Fast ein Viertel aller Dänen tragen eine Genmutation in sich, die sie resistent oder gar immun gegen HIV machen kann. Dieses Wissen wird genutzt, um moderne Behandlungen gegen das Virus zu entwickeln. Doch woher kommt die Resistenz gegen ein relativ junges Virus? Forscher aus Kopenhagen haben sich auf die Suche nach dem Ursprung dieser Mutation gemacht und haben ihn gefunden. Sie entdeckten einen Menschen, der vor 9.000 Jahren im Schwarzmeerraum lebte und als Vorfahr aller Träger der genetischen Veränderung gilt.
Ursprung in der Nähe des Schwarzen Meers
Um den ersten Mutanten zu finden, untersuchten die Wissenschaftler des Novo Nordisk Foundation Center for Basic Metabolic Research (CBMR) an der Universität Kopenhagen das genetische Material von 2.000 lebenden Menschen weltweit. In der Folge entwickelten sie dann eine neue KI-gestützte Methode, um die Mutation in alter DNA von Skeletten zu identifizieren. 900 menschliche Überreste wurden untersucht, aus der frühen Steinzeit bis in die Wikinger-Ära.

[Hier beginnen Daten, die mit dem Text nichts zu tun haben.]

PR #4146, opened 2024-09-11
Vis multicuts

ejyoo921:
## Summary
Visualization of multi-cut locations.
1) In the input file, you can add eb2.plt_multiple_cuts = "true" to produce plot files to see the multi-cut cells.
-> The description was added to the RuntimeParameters.rst file.
* Note: If "eb2.plt_multiple_cuts" is true, we abort the code after creating the plot files. This is in the AMReX_EB2_Level.H.

2) For a 3D case, you would get up to three plot files: plt.multicut.x, plt.multicut.y, and plt.multicut.z.

This depends on which face has multi-cut issues.
-> See AMReX_EB2_3D_C.cpp

3) For a 2D case, the output name is plt.multicut.
-> See AMReX_EB2_2D_C.cpp

4) For any dimension, a cell value of 2 indicates regular, 0 means covered, and values greater than 2 indicate multi-cut cells.

## Checklist

The proposed changes:

### DIFF
--- a/Docs/sphinx_documentation/source/RuntimeParameters.rst
+++ b/Docs/sphinx_documentation/source/RuntimeParameters.rst
@@ -787,6 +787,15 @@ Embedded Boundary
    .. tip::  Because AMReX currently does not support multi-cut cells, it
              would be a runtime error if multi-cut cells are left unfixed.
 
+.. py:data:: eb2.plt_multiple_cuts
+   :type: bool
+   :value: false
+
+   If this parameter is set to true and multi-cut cells are present,
+   we produce plot files to see the location of the multi-cut issue.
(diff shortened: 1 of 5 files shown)


WeiqunZhang:
Plotfile is for cell-centered data only. But the data you want to save are face data.

ejyoo921:
> Plotfile is for cell-centered data only. But the data you want to save are face data.

I can change them into cell-centered data. Would that be okay?

ejyoo921:
I changed the face-centered cells to cell-centered cells for visualizations. It cannot precisely show which face has the multi-cut issue; however, the name of the plot files shows what direction of faces has a problem. For example, "plt. multi cut.x" would contain multi-cut cells having issues on x-direction faces.

PR #4148, opened 2024-09-12
Fix roundoff issue in SUNDIALS evolve()

ajnonaka:
## Summary
Fix a roundoff issue in the SUNDIALS evolve() function that caused the integrator to run a second time with a very tiny dt in a given time step.

## Checklist

The proposed changes:
- [X ] fix a bug or incorrect behavior in AMReX

### DIFF
--- a/Src/Base/AMReX_RKIntegrator.H
+++ b/Src/Base/AMReX_RKIntegrator.H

"Es stellt sich heraus, dass die Variante bei einem Individuum auftrat, das vor 6.700 bis 9.000 Jahren in einem Gebiet in der Nähe des Schwarzen Meeres lebte", sagt Simon Rasmussen vom CBMR. Die Forscher stellten fest, dass die Mutation bis zu einem gewissen Zeitpunkt nicht in den Knochenresten vorhanden war, bis sie dann auf einmal auftauchte und sich in rasendem Tempo ausbreitete. Mit dem historischen Wissen über die Migrationsbewegungen dieser Zeit gelang es den Wissenschaftlern, das Herkunftsgebiet genau zu bestimmen. So konnten die Forscher die Mutation bei einem Menschen aus der Schwarzmeerregion vor bis zu 9.000 Jahren lokalisieren – einem Individuum, von dem alle Träger der Mutation abstammen.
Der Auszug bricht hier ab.